La première exception est celle de l’intérêt public. Dans certaines circonstances, une entreprise sera autorisée à refuser l’accès et la rectification d’un dossier pour une raison d’intérêt public. Un exemple commun est celui du secret professionnel. Cette n’exception n’est pas prévue noir sur blanc dans la LPRPSP, mais a été reconnue et appliquée par les tribunaux à plusieurs reprises. Par exemple, le secret professionnel établi dans le cadre d’une relation professionnelle entre un avocat et son client jouit d’un statut quasi-constitutionnel au yeux de la loi et constitue un motif qui peut empêcher l’exercice du droit d’accès ou de rectification si cela divulguait des informations qui revêtent du secret professionnel.
La seconde exception est celle des renseignements au sujet d’un ou de plusieurs tiers (article 40 LPRPSP). Par conséquent, une entreprise peut refuser l’accès ou la rectification d’un dossier lorsque ce dossier révèle des renseignements sur un tiers et que ces renseignements peuvent nuire à celui-ci. C’est seulement dans le cas où le tiers consent à l’accès ou à la rectification, ou que la vie, la santé ou la sécurité d’une personne est menacée, qu’il est possible pour une entreprise d’outrepasser cette exigence de la loi.
La troisième exception permet à une entreprise de refuser de communiquer un renseignement personnel lorsque celui-ci a, de manière vraisemblable, un effet sur une procédure judiciaire en cours ou future qui oppose l’entreprise à laquelle le renseignement personnel est demandé et la personne concernée par ce renseignement (article 39(2) LPRPSP). D’ailleurs, c’est l’entreprise qui devra prouver l’effet préjudiciable de la communication et l’existence ou la possibilité d’un recours. Par exemple, l’envoi d’une mise en demeure par la personne concernée fait généralement état d’une possibilité de recours aux yeux des tribunaux.

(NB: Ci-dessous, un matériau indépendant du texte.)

PR #3944, opened 2023-02-02
Test with Python 3.11

banesullivan:
@mwtoews, this handles adding Python 3.11 to CI to supersede some of your changes in #3938

Adds CI testing for Python 3.11 and attempts to speed up the docs build with 3.11

### DIFF
--- a/.github/workflows/docs.yml
+++ b/.github/workflows/docs.yml
@@ -36,7 +36,7 @@ jobs:
 
       - uses: actions/setup-python@v4
         with:
-          python-version: '3.9'
+          python-version: '3.11'
           cache: 'pip'
           cache-dependency-path: |
             requirements.txt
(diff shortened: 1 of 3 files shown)


.github/workflows/docs.yml
```diff
@@ -47,18 +47,21 @@ jobs:
...
-
       - name: Install PyVista and dependencies
         run: |
           pip install -e . --no-deps
           pip install -r requirements_docs.txt
 
+      - name: Install custom OSMesa VTK variant
+        run: |
+          pip uninstall vtk -y
+          pip install https://github.com/pyvista/pyvista-wheels/raw/main/vtk_osmesa-9.2.5-cp311-cp311-linux_x86_64.whl
```
banesullivan, line 58: @akaszynski, @MatthewFlamm, @AlejandroFernandezLuces: this is the issue I am referring to in https://github.com/pyvista/pytest-pyvista/pull/41

.github/workflows/docs.yml
```diff
@@ -174,17 +175,6 @@ jobs:
...
-      - name: Publish notebooks on main
-        if: github.event_name == 'push' && github.ref == 'refs/heads/main'
-        uses: peaceiris/actions-gh-pages@v3
-        with:
-          external_repository: pyvista/pyvista-examples
-          personal_token: ${{ secrets.PYVISTA_BOT_TOKEN }}
-          publish_dir: pyvista-examples
-          publish_branch: develop
-          exclude_assets: ''
-          force_orphan: true
```
banesullivan, line 186: These are pushing to the same repo as the release and thus overwriting the examples from the release. The docker image there uses the `latest` tag so it's very likely that the examples will mismatch the PyVista version there

.github/workflows/docs.yml
MatthewFlamm: I think there might be other issues.  For example here is the relevant lines from the ongoing doc build.  Note that vtk isn't installed by `pip install -e . --no-deps` as expected.  the package from pyvista-wheels is `vtk-osmesa`.

```txt
Run pip uninstall vtk -y
WARNING: Skipping vtk as it is not installed.
Collecting vtk-osmesa==9.2.5
  Downloading https://github.com/pyvista/pyvista-wheels/raw/main/vtk_osmesa-9.2.5-cp311-cp311-linux_x86_64.whl (76.1 MB)
     ━━━━━━━━━━━━━━━━━━━━━━━━━━━━━━━━━━━━━━━━ 76.1/76.1 MB 38.6 MB/s eta 0:00:00
Installing collected packages: vtk-osmesa
Successfully installed vtk-osmesa-9.2.5
```

banesullivan: Sorry. I commented on the wrong spot. `pytest-pyvista` isn't used here 🤦🏻‍♂️

banesullivan: See https://github.com/pyvista/pyvista/pull/3704/files#r1094927082

banesullivan:
There are pending status checks because some of these are set as required in the repo settings. If this merges, I will update the required checks to the new jobs added here

akaszynski (approved):

PR #3945, opened 2023-02-02
Rework render event callbacks

dcbr:
### Overview

Rework of the render event callbacks, merging the functionality added in #3385 and #3756.

cc @banesullivan, your thorough review would be appreciated.

### DIFF
--- a/pyvista/plotting/plotting.py
+++ b/pyvista/plotting/plotting.py
@@ -299,7 +299,8 @@ class BasePlotter(PickingHelper, WidgetHelper):
         # track if render window has ever been rendered
         self._rendered = False
 
-        self._on_render_callbacks = set()
+        self._render_callbacks = {hook: set() for hook in ("before", "after")}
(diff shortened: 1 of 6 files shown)


pyvista/plotting/plotting.py
```diff
@@ -1781,38 +1782,50 @@ def render(self):
...
         if self.render_window is not None and not self._first_time and not self._suppress_rendering:
             log.debug('Rendering')
+            for callback in self._render_callbacks["before"]:
+                callback(self)
             self.renderers.on_plotter_render()
             self.render_window.Render()
             self._rendered = True
-        for callback in self._on_render_callbacks:
-            callback(self)
+            for callback in self._render_callbacks["after"]:
```
dcbr, line 1790: Just noticed that in the description of this method you wrote the callbacks are always executed, why is this necessary?
I made the `on_plotter_render` method a proper callback in this PR, but it only makes sense to call it before an actual render. That's why I changed this, but maybe it's ok to revert, I'll check.

PR #3946, opened 2023-02-02
Speed up PVDReader for files with many time points

### LINKED ISSUE #3937: PVDReader slow when handling files with large number of timepoints
I have a PVD file with over 10,000 time points and multiple parts in each time point.  So ballpark 50,000 line PVD file.  I iterate over each time point and run an analysis, which was running really slowly.

image

The first list comprehension below takes the majority of the execution time (code run from a released version, github linked from the main branch so the method names and line numbers don't match):

https://github.com/pyvista/pyvista/blob/088305e07f19e1f8e7ca8acdf8bec666b7afc9be/pyvista/utilities/reader.py#L1867-L1875

MatthewFlamm:
### Overview

Closes #3937.  Adds in a mapping with keys of time that stores datasets.  This extremely reduces the time required to iterate over a PVDfile with many time points.


akaszynski (approved):
Sorry for the delayed review @MatthewFlamm, I'll get better about reviewing these.

LGTM. Didn't even see the GIF there in the docstr.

C’est ce qui conclut la section sur les responsabilités qu’une entreprise possède en faveur d’une personne physique. Dans la prochaine section, nous regardons comment ces responsabilités peuvent se concrétiser dans le cadre d’un litige.

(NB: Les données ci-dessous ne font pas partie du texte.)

PR #3947, opened 2023-02-03
[WIP] iadd/isub methods

banesullivan:
Would anyone be interested in having `+=` and `-=` operators on the `Plotter` class? For this sort of logic:

```py
import pyvista as pv

pl = pv.Plotter()

pl += pv.Sphere()
pl += pv.Cone()

actor = pl.add_mesh(pv.Cube())
pl -= actor

pl.show()
```

### DIFF
--- a/pyvista/plotting/plotting.py
+++ b/pyvista/plotting/plotting.py
@@ -6054,6 +6054,28 @@ class BasePlotter(PickingHelper, WidgetHelper):
                 places.append(tuple(self.renderers.index_to_loc(index)))
         return places
 
+    def add(self, to_add, *args, **kwargs):
+        if isinstance(to_add, _vtk.vtkActor):
+            return self.add_actor(to_add, *args, **kwargs)
+        if isinstance(to_add, _vtk.vtkMultiBlockDataSet):
+            return self.add_composite(to_add, *args, **kwargs)
+        if isinstance(to_add, _vtk.vtkDataSet):
+            return self.add_mesh(to_add, *args, **kwargs)
+        if isinstance(to_add, str):
+            return self.add_text(to_add)
+        # TODO: iterables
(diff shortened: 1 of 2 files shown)


adeak:
I have some practical and semantic concerns.

The practical concern is that just "adding" a mesh is never what I do, there's always customisation going into my `add_mesh()` calls. And there's usually enough variation in meshes to plot that theming isn't a solution. So I'd find it rare that a bare `add_mesh(obj)` call would suffice.

The semantic concern is that `__iadd__()` should be analogous to `__add__()`. But here we don't have `__add__()` and for a good reason: `plotter + mesh` is nonsense, so `plotter = plotter + mesh` (which is not the same but semantically close to `plotter += mesh` is dubious. I'd be willing to overlook this issue if there was a good pragmatic reason or common use case for abusing the syntax, but I don't yet see that this would be useful.

(My usual disclaimer of not being a regular PyVista end user applies :P)

MatthewFlamm:
I agree with @adeak here.  You get `__iadd__` for free when you define `__add__`.  This further strengthens the point about this meaning `plotter = plotter + mesh`, which is confusing.

adeak:
> I agree with @adeak here. You get `__iadd__` for free when you define `__add__`.

The subtlety is that the automatic fallback on `__add__()` means that `plotter += mesh` could give you a new plotter depending on the definition of `__add__()`, so there would be value in defining `__iadd__()`. Of course in our case of `plotter + mesh` we'd be mutating the input plotter anyway.

banesullivan:
Thank you both for this input! I agree this is would be a bit confusing to the end user and has too many different scenarios.

I opened this PR out of curiosity and I'm going to close it since it doesn't have any clear benefit but clear cost of as an obfuscated API.

Also agree strongly with the fact that use almost always need to specify some option to `add_mesh()`.

Really the only way I see this making sense is if it were limited to Actors

PR #3966, opened 2023-02-06
Patch contextmanagers to handle exceptions

banesullivan:
Follow up to #3897 to address https://github.com/pyvista/pyvista/pull/3897#discussion_r1097520833

@larsoner, please review

I tried to test this with pytest but had an issue raising an error with `pytests.raises()` and still having the error propagate to the contextmanager.

We should backport this onto `release/0.38` for the `0.38.2` release whenever that needs to come

### DIFF
--- a/pyvista/plotting/plotting.py
+++ b/pyvista/plotting/plotting.py
@@ -1671,11 +1671,13 @@ class BasePlotter(PickingHelper, WidgetHelper):
         size_before = self.window_size
         if window_size is not None:
             self.window_size = window_size
-        yield self
-        # Sometimes the render window is destroyed within the context
-        # and re-setting will fail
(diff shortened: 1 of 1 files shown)


larsoner (approved):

La responsabilité civile des entreprises au Québec
Lorsque la LPRPSP a été adoptée, le législateur n’a pas prévu un mécanisme spécifique ou un tribunal spécial chargé de mettre en œuvre ou d’offrir une réparation à toute personne qui subirait un préjudice suite à une violation d’une disposition de la LPRPSP. Toutefois, cela ne signifie pas qu’une entreprise est à l’abri d’une poursuite en vertu de la LPRPSP. Au contraire, toute entreprise peut être poursuivie en dommages-intérêts pour un manquement à la LPRPSP ou en vertu des principes de droit commun afin de réparer un préjudice causé à une personne physique au Québec.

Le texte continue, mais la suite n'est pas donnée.